Under the influence of that memory, I question Mr. Palihakkara. “I think this whole issue of being against foreign judges goes against the grain because there’s a huge credibility issue in countries like SL, third world countries. Credibility is only achieved when foreign assistance is obtained,” I begin coherently enough but muddy the waters somewhat by mentioning, Scotland Yard assistance, foreign coaches, foreign technical assistance as fait accompli arguments in favour of foreign judges.
“There is a distinction between technical assistance and judges,” Mr. Palihakkara asserts gently. He is all for getting foreign technical assistance for forensic and investigative activity and think it will enhance credibility and efficiency. “Getting foreign judges for judicial verdict is different.” Obviously, the former commissioner of the Lessons Learnt and Reconciliation Commission feels strongly about this. Perhaps it’s a matter of national pride and honour, though the ambassador never puts it in such emotional terms. “There have been a lot of complaints about the judiciary, I agree with you. But we must rectify it here. We must allow the judges to work independently, not intimidate them. Politicians should stop telephoning them. Those are the things we must do. You can’t ask white gentlemen or ladies to come here and tell the judges that. You know our judges are literate people, educated, if they are allowed to work without telephone calls, intimidation and various other methods, they will work.”
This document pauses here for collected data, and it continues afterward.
PR #164, opened 2026-09-09
Slack reaction corpus

grf53:
## Description

A slack corpus had to invent the Slack user ids in `reactions.users`, values it has no way to compute, and state `count` beside them where the two could disagree; a record now names the reactors by address and the router renders both.

## What changed

```
AS-IS   corpus    {"name": "eyes", "count": 4,
                   "users": ["UD425829D56", "U025E855846", "UAE3444BFEB", "UDB00FA9703"]}
        response  the same object, passed through

TO-BE   corpus    {"name": "eyes", "users": ["ava@acme.com", "bob@acme.com"]}
        response  {"name": "eyes", "users": ["UC20FA2B1C0", "UD425829D56"], "count": 2}
```

- **The contract.** The schema declares the reaction item instead of accepting any object, on a root message and on a reply alike: `name` and `users` required, each entry of `users` an address, and the list non-empty. The router builds the served object from those addresses rather than passing the stored one through, in Slack's own field order.
- **The corpora.** Every reaction in the repo now names its reactors by address, so no invented id is left anywhere.

Breaking for the BYO contract: a corpus outside the repo carrying `"users": ["U01"]` stops at import. Deliberate, because accepting both spellings leaves one field meaning two things, and reading an old file as addresses that resolve to nobody is worse than refusing loudly.

What Backlot returned already matched Slack, and this change doesn't make a difference in API responses.

## Verification

- **Tests** — `pytest` on a `.[…]` install: `.[all]` plus `llama-index-readers-hubspot<0.6`, the zero-skip install CONTRIBUTING.md names. 2635 passed, 2 skipped.
- **Optional surfaces that ran rather than skipped** — `tests/test_llamaindex.py::test_slack`, which drives the official LlamaIndex Slack reader through `conversations.history`, the response this changes. It needs `.[llamaindex]` and sits out of a `.[dev,examples]` run. The 2 remaining skips are the mirage Google shim, which no install here reaches.
- **Lint** — `ruff check . && ruff format --check .`: clean, 138 files.

- [ ] ~~A new endpoint serving corpus content is ACL-scoped, proved for both an admin and a scoped token (no new endpoint: ...)~~

## Notes

- **Breaking for the BYO contract**: a corpus outside the repo carrying `"users": ["U01"]` stops at import. Deliberate, because accepting both spellings leaves one field meaning two things, and reading an old file as addresses that resolve to nobody is worse than refusing loudly.
- A reactor the corpus names nowhere else serves an id `users.info` cannot resolve, since it resolves message authors only. Same limitation `users.list` already carries for display-only speakers.


nuri-yoo (commented):
Superseded by the inline version of this review: https://github.com/brekkylab/backlot/pull/164#pullrequestreview-5150166151 (same findings, anchored to the lines they concern).

backlot/schemas/slack.schema.json
```diff
@@ -68,9 +68,30 @@
...
+        "description": "One reaction. Slack's own OpenAPI (`objs_reaction`) requires `name`, `users` and `count` together, and types each entry of `users` as a `defs_user_id` matching `^[UW][A-Z0-9]{2,}$` — a value a corpus author cannot know, since it is what `synth.slack_user_id` will make of an address. So the corpus writes the ADDRESS and the router renders the id, the same way `author_email` becomes a message's `user`.",
+        "properties": {
+          "name": {
+            "type": "string",
+            "minLength": 1,
+            "description": "The emoji name, without colons: `eyes`, `+1`, `tada`."
+          },
+          "users": {
+            "type": "array",
+            "minItems": 1,
```
nuri-yoo, line 81: `users` accepts the same address twice, and the served reaction is one Slack never sends:

```python
record_errors(rec(reactions=[{"name": "eyes", "users": ["bo@x.com", "bo@x.com"]}]))
# -> []
_message(row)["reactions"]
# -> [{'name': 'eyes', 'users': ['U8DFFC8F825', 'U8DFFC8F825'], 'count': 2}]
```

Slack refuses the second reaction by the same person with `already_reacted`: "The specified item already has the user/reaction combination." So `count: 2` over one id is the disagreement the PR sets out to make impossible, produced by the derivation itself. `"uniqueItems": true` here (and on the `replies` copy) refuses at import the way the rest of this PR refuses; no other schema in the repo uses the keyword yet, but the validator is already `Draft202012Validator` so it is available. The alternative is deduping in `_reactions` (noted there), which serves a correct pair but reads a duplicate the author probably did not mean to write. This one matches the stance the body takes on the old spelling.

Ref: https://docs.slack.dev/reference/methods/reactions.add (Errors, `already_reacted`)

backlot/routers/slack.py
```diff
@@ -1121,6 +1121,39 @@ def _message(
...
+    Field order is Slack's own: its `conversations.history` reference shows
+    `{"name": …, "users": [...], "count": N}`.
+    """
+    out = []
+    for reaction in store.jcol(row, "reactions"):
+        users = list(reaction.get("users") or [])
+        out.append(
+            {
+                "name": reaction.get("name"),
+                "users": [synth.slack_user_id(e) for e in users],
```
nuri-yoo, line 1150: If the schema does not take `uniqueItems`, `dict.fromkeys(users)` here keeps `count` honest for a duplicated address (order-preserving). Trade-off against the schema route is in the comment on `slack.schema.json`: this serves a correct pair silently, that one names the duplicate at import.

backlot/schemas/slack.schema.json
```diff
@@ -68,9 +68,30 @@
...
+            "items": {
+              "type": "string",
+              "format": "email"
+            },
+            "description": "Who reacted, by address. A reaction nobody made is not one Slack returns, so the list may not be empty."
+          }
+        },
+        "required": [
```
nuri-yoo, line 89: The item still reads and drops `count`, and any other key:

```python
record_errors(rec(reactions=[{"name": "eyes", "users": ["ava@x.com"], "count": 9}]))      # -> []
record_errors(rec(reactions=[{"name": "eyes", "users": ["ava@x.com"], "count": "nine"}]))  # -> []
record_errors(rec(reactions=[{"name": "eyes", "users": ["ava@x.com"], "bogus": 1}]))       # -> []
```

Walking every schema in `backlot/schemas/` for an object that declares `properties` without `additionalProperties`, this item and its `replies` copy are the only hits in the eleven files; the 13 other typed item objects (`confluence` comments, `fireflies` sentences and meeting_attendees, `github` comments and branches, `gmail` messages, `hubspot` associations, `jira` comments, `linear` relations, comments and attachments, `notion` comments, `slack` replies) all carry `additionalProperties: false`, and `schemas/README.md` states the rule as "a key no schema names is a validation error rather than a value read and dropped". The body argues that reading an old file quietly is worse than refusing loudly; a `count: 9` that is read and discarded is the same class. Suggest `additionalProperties: false` on both items. A corpus that kept `count` then stops at import with the key named, which is what the body says it wants for the old shape.

tests/test_slack.py
```diff
@@ -1396,3 +1396,49 @@ def test_slack_one_person_has_one_handle_across_the_surface(tmp_path):
...
+                "source_type": "slack",
+                "channel": "inc",
+                "content": "gateway is flapping",
+                "author_email": "ava@x.com",
+                "visibility": "public",
+                "reactions": [
+                    {"name": "eyes", "users": ["ava@x.com", "bo@x.com"]},
+                    # A `count` a record still carries is ignored. Deriving it is what keeps the
+                    # served pair from disagreeing, whatever the record says.
+                    {"name": "+1", "users": ["bo@x.com"], "count": 9},
```
nuri-yoo, line 1426: With `additionalProperties: false` on the item (comment on `slack.schema.json`), this case moves to `test_schema.py` as a refusal (`'count' was unexpected`) rather than pinning the silent drop here.

examples/bring-your-own-corpus/sample_corpus.jsonl
```diff
@@ -1,8 +1,8 @@
...
+{"source_type": "slack", "content": "Reminder: production deploy freeze starts Friday 5pm through Monday.", "channel": "eng-announcements", "group": "engineering", "author_email": "ava@acme.com", "author_name": "Ava Ng", "visibility": "public", "created": "2026-02-05T17:00:00Z", "reactions": [{"name": "eyes", "users": ["ava@acme.com", "bob@acme.com", "hana@acme.com", "raj@acme.com"]}, {"name": "+1", "users": ["ava@acme.com", "bob@acme.com"]}], "edited": {"user": "UC20FA2B1C0", "ts": "1770311280.000000"}, "participants": ["ava"], "doc_id": "sl-deploy-freeze"}
```
nuri-yoo, line 4: This line now carries the one case the Notes flag as unresolvable, and on main it did not. Served this file at this head and called `users.info` on each reactor:

```
ava@acme.com   UC20FA2B1C0 -> ok
bob@acme.com   UD425829D56 -> ok
hana@acme.com  UAE3444BFEB -> ok
raj@acme.com   UB191607BE3 -> user_not_found
```

`raj@acme.com` appears nowhere else in the file. Served main (1246b35) the same way: its seven reactor ids are `synth.slack_user_id` of principals the corpus already names (`mia`, `hana`, `ava`, `bob`, `ceo`, `sec`, `cfo` at acme.com), every one resolves through `users.info`, and every one is in `users.list`. So for the repo's own sample the ids were computed, not invented, and the AS-IS block in the body describes a BYO author's position rather than this file. Swapping `raj@acme.com` for one of the addresses the old file resolved to (`mia@acme.com`, say) keeps the example demonstrating the contract without demonstrating the limitation.

Separately, "no invented id is left anywhere" in the body is wider than the diff: `"edited": {"user": "UC20FA2B1C0", …}` stays on this line and on a reply of the next, a hand-written Slack id of the same class, typed as a bare object in the schema and passed through at `slack.py:1094`. The argument in `_reactions`'s docstring applies to it verbatim; that is follow-up material rather than this PR, but the sentence should say "every reaction" and stop.

backlot/routers/slack.py
```diff
@@ -1121,6 +1121,39 @@ def _message(
...
+def _reactions(row) -> list[dict]:
+    """A message's ``reactions``, built from the addresses the corpus stated.
+
+    Not pass-through, and the vendor's own spec is why. `objs_reaction` requires `name`, `users`
+    and `count` together, and each entry of `users` is a `defs_user_id` (`^[UW][A-Z0-9]{2,}$`) —
+    which is `synth.slack_user_id` of a person, a value no corpus author can know. Writing it by
+    hand meant inventing ids for people the corpus already names by address everywhere else.
+
+    `count` is DERIVED rather than stated. Slack computes one from the other, so a corpus that
+    wrote both could put them in disagreement and produce a reaction the real API never sends; with
```
nuri-yoo, line 1133: This is the opposite of what Slack documents. From the `reactions.get` reference: "The users array in the reactions property will always contain the authenticated user, but might not always contain all users that have reacted. The value of count, however, will always represent the count of all users who made that reaction (i.e. it may be greater than users.length)." And `conversations.history`: "If you need a full list of reactions for a message, use the reactions.get method." So the real API does send `count > len(users)`. Deriving `count` is a sound choice for a corpus Backlot never truncates, and the response still validates against `objs_reaction`; only the justification is off. Suggest saying that (Backlot serves every reactor, so `len(users)` is the count) here and in the two schema `description`s, in place of the claim that Slack computes one from the other. The field order cited below does match the `reactions.get` example response (`name`, `users`, `count`).

Ref: https://docs.slack.dev/reference/methods/reactions.get (Usage info)
Ref: https://docs.slack.dev/reference/methods/conversations.history (Usage info)

backlot/schemas/slack.schema.json
```diff
@@ -68,9 +68,30 @@
...
+          "name",
+          "users"
+        ]
       },
-      "description": "[{name, count, users:[U…]}]."
+      "description": "Reactions to this message, as `[{name, users: [<address>, …]}]`. `count` is derived from `users` rather than read, so the two can never disagree."
```
nuri-yoo, line 94: Same as the docstring comment in `slack.py`: Slack's `reactions.get` reference says `count` "may be greater than users.length", so "the two can never disagree" holds for Backlot's derivation, not for Slack. Worth phrasing as Backlot's guarantee here and on the `replies` copy.

backlot/routers/slack.py
```diff
@@ -1121,6 +1121,39 @@ def _message(
...
+    only `users` written down there is nothing for it to disagree with.
+
+    The address is not required to belong to a principal. `users.info` resolves a message AUTHOR's
```
nuri-yoo, line 1136: Small: `users.info` resolves every principal first (`slack.py:719-721`, `all_user_emails`) and falls back to authors, so "a message AUTHOR's id" is narrower than the code. `hana@acme.com` in the sample never posted to Slack and resolves for that reason. "a principal's or a message author's id" is the accurate span.

nuri-yoo (commented):
Reviewed at edab70d0 (2 commits on 1246b35). Ran `pytest tests/test_schema.py tests/test_slack.py tests/test_importer_byo.py` (402 passed), `ruff check` / `ruff format --check` on the touched files (clean), and `scripts/gen_docs.py --check` (clean). Fetched Slack's OpenAPI: `objs_reaction` requires `name`, `users`, `count` and `defs_user_id` is `^[UW][A-Z0-9]{2,}$`, exactly as the docstring and schema quote them. The direction is right; the inline comments are about what the new contract still lets through and about prose that describes the old one. Two spots outside the diff that now describe the refused shape:

- `backlot/importer/byo.py:38` — the module docstring's slack reply example is `"reactions": [{"name": "eyes", "count": 1}]`, which this schema rejects (`[replies/0/reactions/0]: 'users' is a required property`, run through `record_errors`). A reader who copies it gets an import error.
- `backlot/schemas/README.md:127` — `reactions` is listed among the "loosely typed per-service extras … stored as JSON without a fixed shape". That stays true for github's `{emoji: count}` map and is no longer true for slack.

Ref: https://github.com/slackapi/slack-api-specs/blob/master/web-api/slack_web_openapi_v2.json

backlot/schemas/slack.schema.json
grf53: Thank you for pointing this out.
Adopted `uniqueItems`.

backlot/routers/slack.py
grf53: Adopted `uniqueItems`.

backlot/schemas/slack.schema.json
grf53: added `"additionalProperties": false` on both.

examples/bring-your-own-corpus/sample_corpus.jsonl
grf53: Maybe there was a mistake.
Fixed them into ones based on existing user ids in the corpus.

grf53: In the meanwhile, I found that there is no `deactivated` user(`deleted: True`) in the sample.
Maybe this can be another issue.

backlot/schemas/slack.schema.json
nuri-yoo: Confirmed at b30ef32: `["bo@x.com", "bo@x.com"]` is refused with `has non-unique elements` on a root message and on a reply, and with the keyword removed from the schema `test_slack_reaction_refuses_the_same_person_twice` fails. Resolving.

examples/bring-your-own-corpus/sample_corpus.jsonl
nuri-yoo: Confirmed at b30ef32: served this file and called `users.info` on each of the seven reactors (`ava`, `bob`, `ceo`, `cfo`, `hana`, `mia`, `sec` at acme.com): 7/7 `ok`, all seven in `users.list`. The rendered `users` and `count` on the four reactions equal the ids main's file wrote by hand, so the wire response is unchanged.

On the `deleted: True` observation: agreed, and it is an issue rather than a sample fix. The BYO contract has no field that marks a person deactivated, and `users.list` renders `"deleted": False` for every member (`slack.py:318`), so the sample cannot carry one until the router and schema can. No open issue covers it (searched 2026-09-11).

nuri-yoo (approved):
Approving at b30ef32 (7 commits on bef7320). Re-ran what the 09-09 review measured: `pytest tests/test_schema.py tests/test_slack.py tests/test_importer_byo.py` 436 passed; `ruff check` and `ruff format --check` on the four touched Python files clean; `gen_docs.py --check` clean. Removing `uniqueItems` and `additionalProperties` from the schema fails the two tests that pin them. The vendor quotes in `_reactions` and the schema descriptions match the `reactions.get` and `reactions.add` pages word for word (fetched today).

The body lags the branch in four places; none blocks the merge:

- **The contract** bullet does not say the item is closed: a stated `count`, a repeated address and a misspelled key are refused at import now (b833b49, ff29c7a).
- **Breaking** names `"users": ["U01"]` as what stops at import. A file that carries `count`, which is what the AS-IS block shows, stops too, on `count` before it reaches the ids.
- **Notes**: "`users.info` … resolves message authors only" is the reading b30ef32 corrected in the docstring: principals first, message authors as the fallback.
- **Verification**: "2635 passed, 2 skipped" predates the rebase and the two tests added since.

"no invented id is left anywhere" is still wider than the diff: `"edited": {"user": "UC20FA2B1C0"}` stays on the sample's first message and on a reply of its second. "every reaction names its reactors by address" is the sentence the diff supports; `edited.user` is follow-up material.

nuri-yoo:
Two follow-ups filed off this review, neither for this PR:

- #197 — `edited.user` is the Slack id a corpus still writes by hand, on the message and on a reply. The sample's two `edited` blocks resolve because their value is `synth.slack_user_id("ava@acme.com")`; a record written by address the way `reactions` now teaches is accepted at import and serves `user_not_found`. Rewriting them is what lets the body's "no invented id is left anywhere" hold; until then "every reaction names its reactors by address" is the sentence the diff supports.
- #198 — the `deleted: True` observation from the `sample_corpus.jsonl` thread. `_user_obj` serves `"deleted": False` for every member (`slack.py:318`) and no record or roster entry can change it, so it is a router and roster gap rather than a sample fix.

Yes definitely national pride is an issue here. But not the only issue which plagues Mr. Palihakkara’s mind “If you have foreign judges, there will be conflict,” says this foreign service mandarin who became Foreign Secretary, Permanent Representative of Sri Lanka to the United Nations and retired as Governor of Northern Province. The idea of foreign judges according to Mr. Palihakkara generates too many open questions: “Personally, I think having foreign judges will create more problems than solutions. How are the foreign judges going to operate? In conjunction with local judges or sitting in judgement of judgements delivered by local judges. Does our legal framework permit such things? Do we have to enact new legislation or is it possible to get the legislation through parliament? I remember in Cambodia they had foreign tribunals that was a failure. Some people criticized this for being a waste of UN money.”
Again, I have sat around a different fire and heard a different reaction to foreign judges, treating all anticipated problems as so much gristle to be cut away to reach the metaphorical meat- a solution to the credibility issues which would plague a purely domestic judicial process.
“Hybrid as given in the OHCHR report suggests something in which foreign judges will be nominated by them like in Cambodia and Lebanon. We won’t have that. We won’t have UNHRC nominating our judges. It won’t be hybrid in that sense. It will be hybrid in the sense that we will be bringing in international expertise to give credibility to this mechanism. I am with it,” Godfrey Gunatilleke had said sitting around our interview fire.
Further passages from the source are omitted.